PR #253, opened 2017-03-16
Add bundle machinery to devtools-source-map

jryans:
This adds the Webpack config and other ancillary scripts needed to package `devtools-source-map` bundles for landing in m-c.

Much of this was copied from `devtools-reps`.


packages/devtools-source-map/assets/README.md
```diff
@@ -0,0 +1 @@
+The assets directory is mandatory to run `../bin/publish-assets.js`.
```
juliandescottes: this file was a dirty workaround to make sure the assets directory was available. Since you have firefox/moz.build here, you can remove it.

And we should simply create the assets/ folder if it doesn't exist in the publish-assets script.

packages/devtools-source-map/bin/publish-assets.js
```diff
@@ -0,0 +1,29 @@
+const { tools: { makeBundle }} = require("devtools-launchpad/index");
```
juliandescottes: publish-assets is not needed for devtools-source-map at the moment.

packages/devtools-source-map/RELEASE.md
```diff
@@ -0,0 +1,34 @@
...
+  c. create a new bug in Developer Tools [1]
+  d. commit 'Bug XXXXXXX - devtools-source-map v0.N+1.0: update devtools-source-map bundle from GitHub;r=reviewer'
+
+3. Validate & cleanup
+  a. push to try, test locally, submit for review etc ...
+  b. while try fails or some problem is detected, go back to devtools-source-map, fix the issue,
+     create a new bundle and go back to 2.a
+  c. when everything is fine and the patch is r+, land on autoland/inbound
+  d. merge the PR on github
+  e. create a tag for v0.N+1.0 on github
```
jryans: Ah yeah, I had mentioned a similar thing in a [recent][1] RFC discussion. Something like `devtools-source-map-vX.X.X`, I suppose?

[1]: https://github.com/devtools-html/rfcs/issues/16#issuecomment-285797651

packages/devtools-launchpad/webpack.config.devtools.js
```diff
@@ -22,9 +22,7 @@ module.exports = (webpackConfig, envConfig) => {
   }
 
   webpackConfig.devtool = false;
-  webpackConfig.recordsPath = path.join(
-    rootDir, "assets/module-manifest.json"
-  );
+  webpackConfig.recordsPath = path.join(os.tmpdir(), "module-manifest.json");
```
jryans: Ah, I wasn't really sure of its purpose. 😅 The main issue I was seeing is that this config from `devtools-launchpad` was always placing the file at the root of `devtools-core` (outside any packages), which seems wrong. 

The Webpack [docs][1] led me to think it was only used for hot module reloading, which is why I went down the temporary file route.

If we do in fact want it it to be checked in, we'd want the location to be based on the path to actual package in use (debugger, source map, etc.) not the launchpad. @juliandescottes, should I pass the current package path down to this launchpad config? Or override the path from the source map package? Something else...?

[1]: https://webpack.github.io/docs/configuration.html#recordspath-recordsinputpath-recordsoutputpath

packages/devtools-source-map/package.json
```diff
@@ -8,12 +8,19 @@
...
     "devtools-client-adapters": "^0.0.21",
     "devtools-config": "^0.0.12",
     "devtools-network-request": "^0.0.14",
     "md5": "^2.2.1",
     "source-map": "^0.5.6",
     "url": "^0.11.0"
+  },
+  "devDependencies": {
+    "devtools-launchpad": "^0.0.56",
+    "webpack": "1.14.0"
```
jryans: Since this package's bundling scripts use `webpack`, it seemed best to explicitly state a dev dependency, like we do in debugger, launchpad, etc.

packages/devtools-source-map/bin/publish-assets.js
jryans: Yes, fair enough, I'll remove it.

packages/devtools-source-map/assets/README.md
jryans: Okay, I'll remove it.

packages/devtools-source-map/RELEASE.md
juliandescottes: Sounds good to me!

jasonLaster: That is true - i suppose it is important to namespace commits: `[source-map] ...`
and make sure the commit range is greppable

packages/devtools-launchpad/webpack.config.devtools.js
juliandescottes: Discussed it with @jasonLaster and we surely need to improve the webpack.devtools.config.

We should be able to pass the root dir as a parameter in the env config. We should also only use this file when performing a release (logged #254 about this). 

When I tried it, the module-manifest.json was created in the sourcemap assets folder. Maybe you had problems if you are using linking?

I would say for now simply ignore the module-manifest.json created during the release, and we'll improve this in #254 ?

packages/devtools-source-map/package.json
juliandescottes: The difference is that the debugger and launchpad all use require("webpack") in a place or another. All the webpack-related things we do in devtools-source-map should be provided by launchpad.

jryans: Ah, I had thought `copy-assets` was explicitly requiring `webpack` itself, but looks like it is indeed happening via `devtools-launchpad` instead. Ok, I'll remove it here.

packages/devtools-launchpad/webpack.config.devtools.js
jryans: Okay, I'll revert this for now and we can leave it for #254. Possibly related to linking. The side effects of linking are quite frustrating since they _are_ quite convenient, but then end up breaking various things...

packages/devtools-source-map/RELEASE.md
jryans: That implies that every commit would need to apply to only a single package, doesn't it? It seems to negate some of the benefits of working in a mono-multi repo, since there will be cases where you'd want to make changes across multiple packages at once. Babel's repo, for example, seems to allow multi-package changes in a single commit. So, we should think about what we want to allow for ourselves.

If we're trying to grep changes for release notes, maybe that is better solved with tooling that filters commits based on file paths changed?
_ _ _
Read the listing above, then copy every line that includes the string "join".

-  webpackConfig.recordsPath = path.join(
+  webpackConfig.recordsPath = path.join(os.tmpdir(), "module-manifest.json");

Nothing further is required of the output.